そう叫ぼうとした時だった。唇が急にひきつり、喉からあらゆる水分が蒸発したようになった。次いで、ひどい痛みがやってくる。
「む、ぐぐ……うううっ」
どうなったのかよく分からない。とにかく、うまくしゃべれなくなったのだ。少年は息が吸えないのと痛みとで真っ青になり、必死に喉や胸をかきむしった。
どうしてだ。なぜしゃべれない?
兵士はうんざりした顔で少年を見下ろした。
「なんだその顔は。まさか不服だとは言うまいな」
「う、うぐううっ」
「貴様、ありがたく思えよ。閣下はいかに身分の低い奴隷が相手とはいえ、決して無体な真似をなさる方ではない。もしもこのままほかの貴族どもに与えられてみろ。散々に無茶をされて、三日と生きていなかった奴隷がいくらでもいるのだ。せいぜい可愛がっていただくのだな」
言って兵士は、少年の腰を縛っていた革ひもの端を恭しくシンケルスに差し出した。
愕然として見上げると、見下ろしてくる氷のようなシンケルスの灰色の双眸とまともに目が合った。
(なんてことだ。なんてこと……!)
性奴隷だと!
この、皇帝ストゥルトたるこの私が……!
少年はふたたび眼前が暗くなった。そして文字通りくらりとめまいを覚えたかと思ったら、あっさりと意識を手放していた。
◆
目が覚めたとき、少年は柔らかな寝具の上に寝かされていた。
なんだか全身にひからびたような感覚がある。喉がひりひりと痛んで、ようやく気を失う前のことを思い出した。
(そうだ。私は──)
いそいで起き上がろうとしたが、あまりうまくいかない。手足に力が入らないのだ。結局、かなり時間をかけて上体を起こし、柔らかい絹地の上掛けから抜けだして床に足をのばした。
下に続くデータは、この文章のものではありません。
PR #5329, opened 2026-09-22
Admin view - Directly type in the search field

RasmusBurge-CG:
### Added

- When typing, it will automatically start typing in the search field.

### How to prepare for test

- [ ] Use stage: `us`
    ```shell
    ```

### How to test

- [ ] Do ...

### Expected test outcome

- [ ] Check that ...

## Review

- [ ] Tests executed by

## Implementation Plan

- [ ] Document in ...
- [ ] Inform to ...


diitaz93 (approved):
👍

cg/server/templates/admin/master.html
```diff
@@ -32,4 +32,23 @@
             box-shadow: inset 0 -2px 0 #ddd;
         }
     </style>
+    <script>
+    document.addEventListener('keydown', function (e) {
+      /* Gets search field if there is one. */
+      var search = document.querySelector('input[name="search"]');
```
moedarrah: A small suggestion, use const for search and el, since neither is reassigned.

cg/server/templates/admin/master.html
```diff
@@ -32,4 +32,23 @@
...
+      if (!search) return;
+
+      /* Ensure to not block writing in any field that is not the search field. */
+      var el = document.activeElement;
+      if (el === search || el.tagName === 'INPUT' ||
+          el.tagName === 'TEXTAREA' || el.isContentEditable) return;
```
moedarrah: Could we also exclude BUTTON here? When a button has keyboard focus, pressing Space should activate it, but this handler moves focus to the search instead.

moedarrah (approved):
Looks great! I just have two minor comments.  💯

cg/server/templates/admin/master.html
RasmusBurge-CG: Ah yes! Good point!

cg/server/templates/admin/master.html
RasmusBurge-CG: I thought it was handled by this:

```
      /* Ensure to not block shortcuts and only add single letters to search field. */
      if (e.metaKey || e.ctrlKey || e.altKey) return;
      if (e.key.length !== 1) return;
```

space and enter I would like to keep for the typing. Let me know if I misunderstood :)

moedarrah: Space is a single character, so it passes that check. Excluding `BUTTON` lets Space activate a focused button while still working normally in search. I can show you the difference in the UI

皇帝だった自分がもともと寝ていたものほどの豪華さはなかったが、やはり天蓋のついた広い寝台である。部屋の調度もごく地味な色目で統一され、落ち着いた雰囲気だ。
一瞬「男の部屋」という単語が脳裏をかすめて、なぜか胸がどきんと高鳴る。日よけ布を通して入ってくる光の加減から、もう夕刻の時間ではないかと思われた。
少年はきょろきょろと周囲を見回しながらそっと寝台をおりると、部屋のすみの丸テーブルに駆けよった。その上の水差しを目ざとく見つけたのだ。喉がもうからからだった。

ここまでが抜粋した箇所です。